PROBLEM TO SOLVE: Transcribe each line below without altering anything.
'''
PR #2256, opened 2024-08-28
Build: Check zig version

sentientwaffle:
Note that this check isn't very useful right now -- If you try to compile TB with the wrong zig version, it will most likely fail before this check runs (e.g. while typechecking `build.zig`) due to zig-build instability.

### DIFF
--- a/build.zig
+++ b/build.zig
@@ -42,6 +42,20 @@ fn resolve_target(b: *std.Build, target_requested: ?[]const u8) !std.Build.Resol
     return b.resolveTargetQuery(query);
 }
 
+const zig_version = std.SemanticVersion{
+    .major = 0,
+    .minor = 13,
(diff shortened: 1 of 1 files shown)


matklad:
I am wondering if we should be setting https://github.com/ziglang/zig/blob/master/doc/build.zig.zon.md#minimum_zig_version?

That in theory should be relatively more stable across zig versions! But is it worth adding one more top-level file?

sentientwaffle:
I think we want to be more strict than just a minimum version -- we probably want to ensure that the tigerbeetle you are building was compiled with the exact same version that CFO is fuzzing.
'''
SOLUTION TO THIS TASK:
PR #2256, opened 2024-08-28
Build: Check zig version

sentientwaffle:
Note that this check isn't very useful right now -- If you try to compile TB with the wrong zig version, it will most likely fail before this check runs (e.g. while typechecking `build.zig`) due to zig-build instability.

### DIFF
--- a/build.zig
+++ b/build.zig
@@ -42,6 +42,20 @@ fn resolve_target(b: *std.Build, target_requested: ?[]const u8) !std.Build.Resol
     return b.resolveTargetQuery(query);
 }
 
+const zig_version = std.SemanticVersion{
+    .major = 0,
+    .minor = 13,
(diff shortened: 1 of 1 files shown)


matklad:
I am wondering if we should be setting https://github.com/ziglang/zig/blob/master/doc/build.zig.zon.md#minimum_zig_version?

That in theory should be relatively more stable across zig versions! But is it worth adding one more top-level file?

sentientwaffle:
I think we want to be more strict than just a minimum version -- we probably want to ensure that the tigerbeetle you are building was compiled with the exact same version that CFO is fuzzing.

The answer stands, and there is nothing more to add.